**Task instructions**
Copy all lines below containing "compare".

**Supplied material**
PR #781, opened 2022-03-08
add `HoistableE e` to the context of the `Hashable (EKey e n)` instance

tscholak:
Hi,
During compilation with ghc 8.10.7, I've been running into this error:
```
[10 of 38] Compiling Name             ( src/lib/Name.hs, dist/build/Name.o, dist/build/Name.dyn_o )

src/lib/Name.hs:1143:10: error:
    • Could not deduce (HoistableE e)
        arising from the superclasses of an instance declaration
      from the context: (AlphaEqE e, AlphaHashableE e)
        bound by the instance declaration at src/lib/Name.hs:1143:10-62
      Possible fix:
        add (HoistableE e) to the context of the instance declaration
    • In the instance declaration for ‘Hashable (EKey e n)’
     |
1143 | instance (AlphaEqE e, AlphaHashableE e) => Hashable (EKey e n) where
     |          ^^^^^^^^^^^^^^^^^^^^^^^^^^^^^^^^^^^^^^^^^^^^^^^^^^^^^
```
No idea why I'm the only one who has been seeing this, but this patch should fix it.

### DIFF
--- a/src/lib/Name.hs
+++ b/src/lib/Name.hs
@@ -1160,7 +1160,7 @@ eMapToList (EMap m) = [(k, v) | (EKey k, v) <- HM.toList m]
 eMapFromList :: (AlphaEqE k, AlphaHashableE k, HoistableE k) => [(k n, v n)] -> EMap k v n
 eMapFromList xs = EMap $ HM.fromList [(EKey k, v) | (k, v) <- xs]
 
-eSetSingleton :: (AlphaEqE k, AlphaHashableE k) => k n -> ESet k n
+eSetSingleton :: (AlphaEqE k, AlphaHashableE k, HoistableE k) => k n -> ESet k n
 eSetSingleton k = eMapSingleton k UnitE
 
 eSetToList :: ESet k n -> [k n]
--- a/src/lib/Name.hs
+++ b/src/lib/Name.hs
@@ -1151,7 +1151,7 @@ instance Store (e n) => Store (EKey e n)
 data EMap (k::E) (v::E) (n::S) = EMap (HM.HashMap (EKey k n) (v n))
                                  deriving (Show, Generic)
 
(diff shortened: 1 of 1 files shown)


apaszke (commented):
I don't think it hurts us to add this right now, but can you please leave a comment in all places you've modified that this is working around a GHC bug? Technically speaking not all E-kinded things have to satisfy `HoistableE` and at some point we might need the extra generality.

tscholak:
Hi @apaszke,
Perhaps I'm wrong on this, but I don't think that this is a ghc bug. Consider the following example:
```hs
class Foo a

data Bar a = Bar

instance Foo a => Eq (Bar a) where (==) _ _ = True

-- No instance for (Foo a)
--   arising from the superclasses of an instance declaration
-- Possible fix:
--   add (Foo a) to the context of the instance declaration
-- instance Ord (Bar a) where compare _ _ = EQ

instance Foo a => Ord (Bar a) where compare _ _ = EQ
```
Haskell forces me to add the `Foo a` constraint to the instance declaration for `Old (Bar a)` because `Eq` is in `Ord`'s context and the `Eq (Bar a)` instance has already the `Foo a` constraint. 
I believe we have a similar case with `Eq (EKey e n)` and `Hashable (EKey e n)`, where there was a `HoistableE e` constraint on `Eq (...)` but not a `HoistableE e` constraint on `Hashable (...)`.
Are you compiling with ghc 8.10.7? Perhaps ghc got more pedantic in this respect recently.
I gladly add a note, though, just felt you should know why I believe this change is necessary and more correct.

apaszke (approved):
Ok I finally understand that this error is coming from the `Eq` superclass of `Hashable`. This is a very confusing error from GHC...

But in that case LGTM!

apaszke:
Interestingly enough our `stack.yaml` also uses 8.10.7, so I have no clue why we haven't seen that

PR #991, opened 2022-07-20
Add support for symbolic representation of zero tangents in custom linearization rules

apaszke:
When a `custom-linearization-symbolic` directive is used to declare a
custom linearization rule, the linearized function is expected to take
`SymbolicTangent a` as the type of tangents of `a`. This makes it
possible to branch based on the activity of function arguments and use
that information to choose the most efficient linearization rule.


axch (approved):

apaszke:
Yes, agreed! I think that even in the current form, AD will call the rule with concrete constructors, which should get simplified away as soon as they reach a case statement. So we might be getting the specialization we want just out of inlining + simplification as it is today.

**Solution**
-- instance Ord (Bar a) where compare _ _ = EQ
instance Foo a => Ord (Bar a) where compare _ _ = EQ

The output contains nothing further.